As Simon sought to tame the oil crisis, the Watergate scandal engulfed Washington. Then, in May 1974, Secretary of the Treasury George Schultz stepped down, and Nixon promoted Simon to the post.
In the chaos of Nixon’s final days in office, Simon moved quickly and scheduled a trip to Saudi Arabia in August 1974, the month that Nixon resigned.
Simon cooked up an ingenuous plan that aimed to achieve several objectives: It would find new buyers for U.S. debt in an era of rising budget deficits, ensure that so-called petrodollars would return to the U.S. and help cultivate a partnership with Saudi Arabia at the expense of Iran.
The main component was a campaign to persuade Saudi Arabia to invest much of its surplus cash in Treasury bonds. The Saudis agreed, but with one caveat: The purchases had to remain secret, perhaps because they might call into question the kingdom’s loyalties to OPEC.
Simon accepted the conditions: The resulting deal enabled the Saudi Arabia Monetary Authority to purchase bonds via a special “add-on” facility rather than at auction — the only nation to enjoy this arrangement at the time. (It was eventually extended to others.) And the extent of those purchases would be kept secret by lumping them into a regional figure.
Initially, the accord largely went unnoticed. It was only in 1978, when Congress sought information about the extent of Saudi petrodollar holdings, that it became public knowledge. But the Carter administration, which had honored the terms, refused to supply any figures on Saudi holdings.
This prompted Representative Benjamin Rosenthal, a Democrat from New York, to wage a lonely, and at times, frustrating crusade to extract the information from the Treasury.
What Rosenthal discovered was eye-opening.

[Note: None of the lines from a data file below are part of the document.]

PR #6863, opened 2022-11-21
Adding new test case for default password change after initial boot

azmyali98:
Default password change after initial boot.

### Summary:

According to a new law passed on California state, users are obligated to change default password to a new more sophisticated password. Passwords for default users such as 'admin' are no longer accepted and must be changed after initial boot.

### Test Case:
We are introducing a new test case that validates expiring default passwords after initial boot of the image given to the test. In the test case, we take a path to a binary image from the parameter --restore_to_image that contains a new image to install. We install the given image from ONIE using 'onie-nos-install' and this manufacturing the switch to this new image, after the system is installed from ONIE we validate that the expiring message appears on the first login of the system, we configure a sophisticated password predefined in the test and validating the ability to login with this new password.

As a test clean-up, we reconfigure the original password that the system booted with to allow regression to continue running. 

Please read the documentation specified in the head of the test to know more about limitations and prerequisites using this test and plan carefully where to run this test. It is recommended to run it at end of your regression run. 

### **Important Note**

we validate the case for the given image in the parameter --restore_to_image not the current installed image!

### **Requirements to run the test**
1. Having a stable system with sonic image installed, the system is configured with user:'admin' and password:'YourPaSsWoRd', if you have different password for 'admin' you need to change it in the class DefaultConsts in DEFAULT_PASSWORD const.
2. A path to an existing image, it is your responsibility to provide an existing valid image, otherwise the test will fail. the test expects path to a binary file in the format: /../../../../<an_image_of_your_choice>.bin, and the image is accessed with **no password**, don't put path to an image in different server that is accessible through password because it will fail
3. ONIE should be accessed with user: 'root' through ssh connection or with no password or the password: 'root'
4. the default password for the new image should be as DEFAULT_PASSWORD const!

### Type of change

- [ ] Bug fix

Validating default password change after initial boot for default user such as admin.

#### How did you do it?
1. taking a path to an image
6. manufacturing the switch to this image by uploading bin to ONIE and install it from ONIE
7. using Pexpect python module to communicate with the switch and validate expiring password message to appear after the first login.
8. suggesting a new password and then reconnecting to switch and validating that there is no expiring message to reappear
9. As part of clean-up we enforce the original password.

any topology is supported.

### Documentation

this test case is relevant for this HLD: https://github.com/sonic-net/SONiC/pull/1077


liuh-80:
Copy my comments from https://github.com/sonic-net/sonic-buildimage/pull/12678 :

I create following PR to validate this change:
https://github.com/sonic-net/sonic-buildimage/pull/12983

As you can see, after enable this feature, every UT failed in 'prepare testbed' stage:
https://dev.azure.com/mssonic/build/_build/results?buildId=185495&view=logs&j=a35c5435-5100-57cf-f655-60b256043d84&t=c9f737d3-1e43-5e60-26d7-f79fbfea8dbb

I'm didn't check detail of why that step failed, but I think that step failed because current code trying to login but not reset password.

I suggest fix UT break issue in sonic-mgmt before this PR merge. the fix can reuse the logic in check_install.py.

Current UT PR only add new UT to cover this feature, but existed UTs will break when this feature enabled.

azmyali98:
@liuh-80 , Hi, this test is meant to be standalone, I am adding the support for regression in another PR (the stage of connecting to the engine and handling the password expire)

tests/platform_tests/test_first_time_boot_password_change/test_first_time_boot_password_change.py
```diff
@@ -0,0 +1,79 @@
...
+        2.Password change, it will be tested by relogin to dut with new password and expecting no expire message again
+    :param dut_hostname: name of device under test
+    '''
+    logger.info("create ssh connection to device after inital boot")
+    engine = pexpect.spawn(DefaultConsts.SSH_COMMAND.format(DefaultConsts.DEFAULT_USER) + dut_hostname)
+    # to prevent race condition
+    engine.delaybeforesend = 0.2
+    engine.delayafterclose = 0.5
+    # it should require password so password will be sent
+    engine.expect(DefaultConsts.PASSWORD_REGEX)
```
liuh-80, line 40: Suggest check if the change password feature enabled here, and if not enabled ignore this UT.

Because after this PR merged, in most case the feature will not enabled, then this UT may break some test pipeline.

liuh-80:
> @liuh-80 , Hi, this test is meant to be standalone, I am adding the support for regression in another PR (the stage of connecting to the engine and handling the password expire)

Thanks, please also add that PR to the PR table in HLD PR description:
https://github.com/sonic-net/SONiC/pull/1077

azmyali98:
@liuh-80, I added an option "feature_enabled" that will be set to False as default and once set to True it will run the test otherwise it will skip the tests :)

liat-grozovik:
@azmyali98 can you please also go over the pre check failures and try to solve even if not part of your code changes?

azmyali98:
@liat-grozovik it is fixed

liat-grozovik:
@azmyali98 please review failures and if not related to the new test please retrigger until we can merge it.
also, please ensure to add it to the HLD PR description for tracking the feature quality. ask the feature owner/deliver to ensure it

tests/platform_tests/test_first_time_boot_password_change/conftest.py
```diff
@@ -0,0 +1,104 @@
...
+    '''
+    @summary: this class will act as a global database to save current configurations and changes the test made.
+    It will help us track the current state of the system,
+    and we will be used as part of cleanup fixtures.
+    '''
+    def __init__(self):
+        self.currentPassword = DefaultConsts.DEFAULT_PASSWORD  # initial password
+
+
+currentConfigurations = currentConfigurations()
```
wangxin, line 23: Instance name same as class name. It would be better to capitalize first letter of the class name.

tests/platform_tests/test_first_time_boot_password_change/onie_install.sh
```diff
@@ -0,0 +1,79 @@
...
+change_onie_grub_boot_order()
+{
+	find_onie_menuentry
+	rc=$?
+	if [ $rc -eq 0 ]; then
+		grub-reboot --boot-directory=$os_boot $onie_entry
+	else
+		echo "ERROR: ONIE entry wasn't found in grub config"
+		return 1
+	fi
```
wangxin, line 53: Can you use consistent indention in this script?

liat-grozovik:
@wangxin @azmyali98 can you please confirm all comments were addressed and we are good to merge this test?
code prs are already in master we can/should add it to the nightly regression

wangxin (approved):

Issue #6801, opened 2022-11-11
[test gap] Enhance the existing incremental ACL test


bingwang-ms:
**Description**

The test is to verify dataplane ACL works as expected after excessive update.
The existing `TestIncrementalAcl` did some incremental test, but not enough to cover the real scenario in production.
https://github.com/sonic-net/sonic-mgmt/blob/8ba7efab4a8eb1565a79e5aeeb0b760330aca24f/tests/acl/test_acl.py#L1061

**Test steps**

In 1979, the Government Comptroller concluded that “Treasury made special commitments of financial confidentiality to Saudi Arabia and perhaps other OPEC governments in exchange for their purchase of U.S. securities,” an arrangement that one of the report’s authors later described as a “quid pro quo.”
But the Office of the Comptroller General could not compel the Treasury Department to supply precise details. Staff members interviewed Simon, who said only that “the regional reporting” – – which cloaked Saudi holdings — “was the only way in which Saudi Arabia would agree to the deal.” But the effect of this aggregation, one of the report’s authors noted, “is to suppress important Middle East country data.”
Rosenthal believed that Simon’s agreement may have violated Treasury Department rules. And along with many others in Congress and the Comptroller’s office, he believed that Treasury’s claims to confidentiality were unjustified.
But the congressman met with intense resistance as he tried to obtain the data. Treasury claimed that the secrecy was allowed under an obscure provision of the International Investment Survey Act of 1976, which the Treasury Department interpreted to mean that they were forbidden from releasing information on “individual investors.”
This rationalization conveniently ignored the fact that this law had been passed after Treasury began hiding data on Saudi bond purchases. And such scruples did not extend to the various Communist countries, all of which had their bond holdings printed in the Treasury Bulletin for all the world to see.
For the next few years, Rosenthal would continue to seek the information. The Central Intelligence Agency tried to release the data, but the Treasury Department managed to excise all the relevant pieces, rendering it useless. Rosenthal did manage to obtain some very limited figures, but the policy of secrecy remained in replace.
And so it remains. Now inquiring minds once again want to know: How much of America’s debt does Saudi Arabia own? Given the tangled history behind this question — and the potential impact on markets of a Saudi sell-off — perhaps it’s time for Treasury to come clean.
This column does not necessarily reflect the opinion of the editorial board or Bloomberg LP and its owners.